Now that we have the mapping for the ONC cities to tracts we can join it with ACS data to model counts of homeless (response) as a function of demographic explanatory variables.

When we download the ACS data it is not in the proper tidy format. When we join it to the ONC data we will further aggregate (group_by) and summarise tract level data so that we have information at the ONC city level.

# REFORMAT COLUMNS FOR GEOID
onc_GEO<-oncT%>%
  select(City, Nickname, GEO_ID)%>%
  separate(GEO_ID, c("US", "GEOID"), sep="US", remove=FALSE)

#years 2007 to 2016 for ONC
# ACS starts at 2010
# only does 5 year estimates

this.year=2013

# This looks at the 5 year estimates
# You can also do "acs1"
vars <- load_variables(year = this.year,
                       dataset = "acs5",
                       cache = TRUE)

# There are 22711 possible variables 
#dim(vars)
#View(vars)

waDem <- get_acs(geography = "tract", year=this.year,
                 state = "WA", county = "King", geometry = TRUE,
                 variables = c(popululation = "B02001_001",
                               median.gross.rent = "B25064_001",
                               median.household.income = "B19013_001",
                               med.home.value ="B25077_001E",
                               med.age ="B01002_001",
                               rent.burden = "B25071_001",
                               white = "B03002_003", 
                               af.am = "B03002_004",
                               hispanic = "B03002_012",
                               am.ind = "B03002_005",
                               asian = "B03002_006",
                               nh.pi = "B03002_007",
                               multiple = "B03002_009",
                               other = "B03002_008"))
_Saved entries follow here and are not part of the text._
PR #314, opened 2019-07-19
Clear output before executing the notebook

### LINKED ISSUE #214: Clear cell output before execute?
Would it make sense for voila to clear all cell outputs before executing the notebook?  If there's an exception part of the way through execution, the rendered notebook will contain stale outputs from wherever it was executed previously, and widgets defined after the point of the exception don't render.  It's potentially confusing to the end user.  I suppose if you're using standalone voila in a production environment, you'd probably clear outputs in the notebook before saving it, but you might not think to do that with the server extension. 

Short example below.  Run both cells in normal Jupyter first, then save and launch in voila.

```
# cell 1
import datetime
print(datetime.datetime.now())
raise RuntimeError

# cell 2
import ipywidgets as widgets
print(datetime.datetime.now())
widgets.Button(description='hello')
```

jeffyjefflabs:
If there is an exception during execution, output from a previous execution could be displayed in the voila dashboard.  Fixes #214.

### DIFF
--- a/voila/execute.py
+++ b/voila/execute.py
@@ -6,6 +6,7 @@
 # The full license is in the file LICENSE, distributed with this software.  #
 #############################################################################
 
+from nbconvert.preprocessors import ClearOutputPreprocessor
 from nbconvert.preprocessors.execute import CellExecutionError, ExecutePreprocessor
 
 from ipykernel.jsonutil import json_clean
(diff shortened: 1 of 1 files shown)


SylvainCorlay:
Thanks @jeffyjefflabs. This looks good to me!

PR #316, opened 2019-07-21
Voila manager constructor

SylvainCorlay:
This came up as I am updating thebelab for jupyterlab 1.0. (Trying to make the code bases converge.)

### DIFF
--- a/js/package-lock.json
+++ b/js/package-lock.json
@@ -3211,17 +3211,6 @@
       "integrity": "sha512-d3OEjQV4ROpoflsnUA8HozoIR504TFxNivYEUi6uwz0IYhBkTDXGuWlNdMtybRt3nqVx/L6XqMt0FxkXuWKZhw==",
       "dev": true
     },
-    "ajv": {
-      "version": "5.1.6",
-      "resolved": "https://registry.npmjs.org/ajv/-/ajv-5.1.6.tgz",
-      "integrity": "sha1-Sy8aGd7Ok9V6whYDfj6XkcfdFWQ=",
-      "dev": true,
-      "requires": {
-        "co": "^4.6.0",
-        "json-schema-traverse": "^0.3.0",
-        "json-stable-stringify": "^1.0.1"
-      }
-    },
     "ajv-errors": {
       "version": "1.0.1",
       "resolved": "https://registry.npmjs.org/ajv-errors/-/ajv-errors-1.0.1.tgz",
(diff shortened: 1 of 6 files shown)


SylvainCorlay:
Double tested with command line app, jupyter server and notebook. Merging.

maartenbreddels:
I think we should not have changed the API, but make these optional arguments. This now breaks other templates. What do you think?

SylvainCorlay:
> This now breaks other templates.

Are we using the voila `WidgetManager` explicitly in templates?

SylvainCorlay:
> Are we using the voila WidgetManager explicitly in templates?

I guess we are for templates that don't use main.js...

maartenbreddels:
Yes, vuetify templates are using that API, and the React versions will do so as well.

It's easy to fix, but would be nice if we can keep the backward compatible in the future.

SylvainCorlay:
What do you think is the way forward. This change (taking out the context and all) is also required if we want to move to typescript. This also makes it possible to use the same widget manager for thebelab (I am working on this).

Should we consider that we are moving towards 0.2 (including the progressive rendering)?

maartenbreddels:
I am ok with this breaking change, as long as we don't have to do it often, and we consider this part of the public API.

What I like about having this as an API, is that people can have some custom js (like we do with the vuetify template), without having to create a new bundle.

SylvainCorlay:
> I am ok with this breaking change, as long as we don't have to do it often, and we consider this part of the public API.

Yes, I meant we take the occasion of the 0.2 release (which should have the progressive rendering) to introduce that kind of changes?

Or I could make the arguments as optional (and fill them in if not provided), while deprecating the possibility to not provide then...

maartenbreddels:
> Or I could make the arguments as optional (and fill them in if not provided)

That was my initial idea as well, but the first argument has changed meaning, so maybe indeed a 0.2 would be a good idea.

Working on the template refactor, after which the progressive rendering can start.

jtpio:
This also affects the [voila-adminlte](https://github.com/martinRenou/voila-adminlte) template:

https://github.com/martinRenou/voila-adminlte/blob/5b54301b040296a494af520ccbf2efd153f00688/share/jupyter/voila/templates/adminlte/nbconvert_templates/util.js#L23

cc @martinRenou

maartenbreddels:
Maybe it would be nice to have the 2nd and 3rd argument with default, so we don't have to copy-paste too much? Although the session object is also a large chunk of code.

SylvainCorlay:
Absolutely.

Setting defaults before calling the base class constructor prevents conversion to typescript.

maartenbreddels:
Ok, I didn't realize this is already released, which means none of the demos with custom templates that use this API work (cc @martinRenou )

maartenbreddels:
> prevents conversion to typescript.

Is the plan to move to typescript?

vidartf:
Just FYI: The thing that typescript complains about, is a JS issue as well, namely if you use `this` before calling `super` in the constructor: https://developer.mozilla.org/en-US/docs/Web/JavaScript/Reference/Operators/super#Description

PR #317, opened 2019-07-22
feat: make the markdown rendered configurable in VoilaExporter

### LINKED ISSUE #234: Support specifying a custom markdown renderer in Voila
We need to make the markdown renderer a configurable option for the VoilaExporter so that third party can provide their own implementation and create custom handling of e.g. links in markdown cells.

maartenbreddels:
Example configuration (e.g. in voila.json) could be:

```
'VoilaExporter': {
    'markdown_renderer_class': 'my.package.MyMarkdownRenderer'
}
```
Closes #234

We could argue that we want this to be in nbconvert, but we can have it in voila first, upstream it later without having compatibility issues.

### DIFF
--- a/voila/exporter.py
+++ b/voila/exporter.py
@@ -33,16 +33,18 @@ class VoilaMarkdownRenderer(IPythonRenderer):
 class VoilaExporter(HTMLExporter):
     """Custom HTMLExporter that inlines the images using VoilaMarkdownRenderer"""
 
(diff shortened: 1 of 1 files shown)


cquah:
Thanks @maartenbreddels ! @aschlaep for awareness

SylvainCorlay:
This looks good to me. Thanks for tackling this!

PR #321, opened 2019-07-24
test: set timeout of pytest_tornado to 20 seconds to avoid false CI failured

### LINKED ISSUE #320: Unittest sometimes fail (timeout)
This happens consistently on travis+OSX+py37. Maybe this is due to a specific package only being installed with a particular version on that setup.
Looking at:
https://travis-ci.org/QuantStack/voila/jobs/560894161
it seems it has to do with `pytest-tornado`. 
I first thought it might be related to https://github.com/jupyter/nbconvert/issues/1067 but that seems unlikely given the error msg.

maartenbreddels:
Closes #320

### DIFF
--- a/.travis.yml
+++ b/.travis.yml
@@ -26,5 +26,5 @@ install:
 before_script:
   - flake8 voila tests setup.py
 script:
-  - VOILA_TEST_DEBUG=1 py.test tests/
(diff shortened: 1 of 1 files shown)


maartenbreddels:
I had to restart again, but had a different failure, it should at least give us fewer issues with CI, or get the real underlying error message.

PR #949, opened 2021-09-03
Add Binder on PR workflow

jtpio:
## References

Similar setup as the `ipywidgets` repo: https://github.com/jupyter-widgets/ipywidgets

This will help test changes on Binder without having to check out the code locally.

## Code changes

Binder configuration.

## User-facing changes

Users and contributors can test their changes on Binder.

None

### DIFF
--- a/.binder/environment.yml
+++ b/.binder/environment.yml
@@ -7,7 +7,6 @@ dependencies:
   - bqplot
   - scipy
   - ipympl
-  - voila=0.2.11
   - ipympl
   - xleaflet=0.14.0
   - xeus-cling=0.12.1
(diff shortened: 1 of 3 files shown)


jtpio:
The action will add Binder buttons like the following on new PRs:

[Binder](https://mybinder.org/v2/gh/jtpio/voila/binder-prs?urlpath=voila%2Ftree)

jtpio:
This also means we won't be using a released version of `voila` on Binder in this repo.

But it should be fine since the `stable` branch will still point to a release commit. The difference will be that `voila` will be built from source.

We can always quickly setup GitHub gists with `voila` releases if needed.

PR #952, opened 2021-09-07
Update to lerna 4

jtpio:
## References

Update to the latest `lerna`, which also cleans up the dependencies.

## Code changes

Top-level dependency update.

## User-facing changes

None

None


jtpio:
> which also cleans up the dependencies.

Nice diff:

image

jtpio:
Looking good on Binder:

image

PR #954, opened 2021-09-08
Add a script to bump the version

jtpio:
## References

So we can have a single command to bump the version of both the Python packages and the npm packages.

Instead of doing it manually. This way it will also be possible to use the releaser (#805).

## Code changes

Add a new script to bump the version.

### TODO

- [x] Add a script to bump the Python and JS versions
- [x] Bump Python version with `bump2version`
- [x] Align the `@voial-dashboards/voila` version of the JS frontend with the Python version
- [x] Update RELEASE.md with the version bump process (build, patch, major, minor)

## User-facing changes

None

None

### DIFF
--- a/packages/voila/package.json
+++ b/packages/voila/package.json
@@ -1,7 +1,7 @@
 {
   "name": "@voila-dashboards/voila",
   "private": true,
-  "version": "1.0.0",
+  "version": "0.2.11",
   "description": "The Voilà Frontend",
   "author": "Voilà contributors",
   "license": "BSD-3-Clause",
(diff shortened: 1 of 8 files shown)


jtpio:
The "Check Release" check looking on CI:

image

jtpio:
We should also be able to use this script to bump the versions for the next manual release.

packages/voila/package.json
```diff
@@ -1,7 +1,7 @@
 {
   "name": "@voila-dashboards/voila",
   "private": true,
-  "version": "1.0.0",
+  "version": "0.2.11",
```
jtpio, line 4: For now this package is still private, but will probably be released too when #846 lands

jtpio:
We might want to iterate further on the script, but for now it should be good to go.

PR #963, opened 2021-09-15
Make `INotebookTracker` optional

jtpio:
## References

This should help fix some dev tools console errors as seen in #846 

And make it possible to still use the `Voila-preview` factory in case the notebook tracker plugin is not available (for example in a custom lab distribution):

## Getting data from the 2009-2013 5-year ACS

waPct<-as.data.frame(waDem)[,c(1,3:4)]%>%
  spread(variable, estimate)%>%
  mutate(checkTot = white+af.am+hispanic+am.ind+ # looks good!
           asian+nh.pi+multiple+other)%>%
  mutate(pct.white = white/checkTot,
         pct.af.am = af.am/checkTot,
         pct.hispanic = hispanic/checkTot,
         pct.am.ind = am.ind/checkTot,
         pct.asian = asian/checkTot,
         pct.nh.pi = nh.pi/checkTot,
         pct.multiple = multiple/checkTot, 
         pct.other = other/checkTot, 
         year = this.year)

# assumes the median is approximately equal to the mean 
# this may not be true, but its the only way to combine the medians 
waACS_J<-waPct%>%
  left_join(onc_GEO)%>%
  filter(is.na(City)==FALSE)%>%
  group_by(year, Nickname)%>%
  summarise(nTracts=n(), 
            pop=sum(popululation, na.rm=TRUE),
            income=sum(median.household.income*popululation)/sum(popululation),
            rent=sum(median.gross.rent*popululation)/sum(popululation),
            home=sum(B25077_001*popululation, na.rm=TRUE)/sum(popululation),
            age=sum(med.age*popululation, na.rm=TRUE)/sum(popululation),
            pctW=sum(pct.white*popululation)/sum(popululation), 
            pctH=sum(pct.hispanic*popululation)/sum(popululation))

## Joining, by = "GEOID"

# WRANGLE ONC DATA
oncYearT<-oncDF%>%
  gather(City, Count, -c(Location,YEAR))%>%
  filter(YEAR==this.year, 
         Location=="TOTAL")%>%
  mutate(Nickname=City)

#View(oncYearT)

#head(waACS_J)

# JOIN ONC AND ACS DATA
yearJoin<-oncYearT%>%
  inner_join(waACS_J, by="Nickname")

Variable Selection and Model Fitting

After fitting multiple linear models each year separately using the ONC counts as the response. We tried several models with the candidate variables and interactions; however, the only model that was significant had both population and income as explanatory variables. Alternatively, rent could have been used instead of income; however, their appear to be correlated so they can be exchangable but including both would lead to issues with multicollinearity.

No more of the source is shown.